Refactor the index component and update the MVP insurance accordingly (#90)

Refactor the `kotaemon/pipelines` module to `kotaemon/indices`. Create the VectorIndex. Note: currently I place `qa` to be inside `kotaemon/indices` since at the moment we only have `qa` in RAG. At the same time, I think `qa` can be an independent module in `kotaemon/qa`. Since this can be changed later, I still go at the 1st option for now to observe if we can change it later.
2023-11-30 18:35:07 +07:00
parent 8e3a1d193f
commit e34b1e4c6d
25 changed files with 396 additions and 605 deletions
--- a/knowledgehub/indices/vectorindex.py
+++ b/knowledgehub/indices/vectorindex.py
@@ -0,0 +1,185 @@
+from __future__ import annotations
+
+import uuid
+from pathlib import Path
+from typing import Optional, Sequence, cast
+
+from kotaemon.base import BaseComponent, Document, RetrievedDocument
+from kotaemon.embeddings import BaseEmbeddings
+from kotaemon.storages import BaseDocumentStore, BaseVectorStore
+
+from .base import BaseIndexing, BaseRetrieval
+from .rankings import BaseReranking
+
+VECTOR_STORE_FNAME = "vectorstore"
+DOC_STORE_FNAME = "docstore"
+
+
+class VectorIndexing(BaseIndexing):
+    """Ingest the document, run through the embedding, and store the embedding in a
+    vector store.
+
+    This pipeline supports the following set of inputs:
+        - List of documents
+        - List of texts
+    """
+
+    vector_store: BaseVectorStore
+    doc_store: Optional[BaseDocumentStore] = None
+    embedding: BaseEmbeddings
+
+    def to_retrieval_pipeline(self, *args, **kwargs):
+        """Convert the indexing pipeline to a retrieval pipeline"""

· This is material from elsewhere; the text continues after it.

PR #2378, opened 2026-05-25
ci: consolidate required checks

brndnmtthws:
## Summary

Consolidates the PR-facing CI jobs into one `CI` workflow and adds a final `All checks passed` job that depends on the individual build, Docker, web, Nix, AppImage, and release jobs. This lets branch protection require one stable status check instead of a list of matrix and workflow-specific checks.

+        return VectorRetrieval(
+            vector_store=self.vector_store,
+            doc_store=self.doc_store,
+            embedding=self.embedding,
+            **kwargs,
+        )
+
+    def to_qa_pipeline(self, *args, **kwargs):
+        from .qa import CitationQAPipeline
+
+        return TextVectorQA(
+            retrieving_pipeline=self.to_retrieval_pipeline(**kwargs),
+            qa_pipeline=CitationQAPipeline(**kwargs),
+        )
+
+    def run(self, text: str | list[str] | Document | list[Document]) -> None:
+        input_: list[Document] = []
+        if not isinstance(text, list):
+            text = [text]
+
+        for item in cast(list, text):
+            if isinstance(item, str):
+                input_.append(Document(text=item, id_=str(uuid.uuid4())))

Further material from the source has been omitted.